3D ネットワーク データセットの解析
ネットワーク データセットのソース フィーチャを表すジオメトリに Z 座標値が含まれている場合、3 次元ネットワークを作成して、そのネットワークを解析できます。このトピックでは、Network Analyst で 3D 解析を実行するための基礎を説明し、ArcScene で最適ルートを対話形式で検索するために使用できるジオプロセシング モデルを示します。
ネットワーク データセットを 3D で表示し、ソース フィーチャを作成しやすくするには、ArcGIS 3D Analyst Extension と ArcGIS Network Analyst エクステンションが必要です。
次の一連のグラフィックスでは、建物内の廊下とその他の通路がネットワーク データセットとしてモデリングされています。
まず、通路(玄関、階段、エレベーターなど)を 3D でデジタイズする必要があります。この作業は ArcScene で行います。
次に、ソース フィーチャクラスからネットワーク データセットを作成します。作成手順は他のネットワーク データセットの場合と同じですが、[ネットワーク フィーチャのエレベーション モデルを選択] で [ジオメトリの Z 座標値を使用] を選択します。

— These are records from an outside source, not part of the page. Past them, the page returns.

PR #211, opened 2018-10-02
Allow trailing slashes in backend URLs

CorySanin:


tkimnguyen:
I was saying to Cory it would be nice to have a way of validating those URLs before they get saved into the registry, or of removing trailing '/' before they're saved into the registry.

CorySanin:
\#wishlist

But no, it's not related to proxy rewrites. It has everything to do with user input like Kim said.

PR #217, opened 2018-10-16
Improve file edit upload

vangheem:
Less simple than I hoped because we need to hook into multiple places.

Here is a video of the implementation:
https://www.dropbox.com/s/lpwu5dkxd78ggrc/file-upload-fix-castle.mov?dl=0


vangheem:
Did an in-person review on this will @lucid-0

PR #221, opened 2018-10-23
Rp/query listing accessibility fix

RobZoneNet:
A div tag shouldn't be within a p tag. It causes issues with the DOM


vangheem:
With how scales are used though, the lower resolution allows us to scale up if necessary. It helps with performance on mobile.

3D ネットワーク データセットを作成して構築したら、そのデータセットを使用してネットワーク解析を実行できます。
ネットワークは 1 つの建物に制限されません。キャンパス内、近隣、または市内の複数の建物を含めることができます。どのようなネットワーク構成でも、Network Analyst を使用してさまざまな解析を実行できます。たとえば、ロケーション-アロケーション解析を実行すれば、限られた医療用品や医療機器をどの部屋からもすぐに利用できる最適な配置を見つけることができます。また、オフィス ビルやレストラン内のリサイクル用回収容器、空港内の自動販売機なども解析対象となります。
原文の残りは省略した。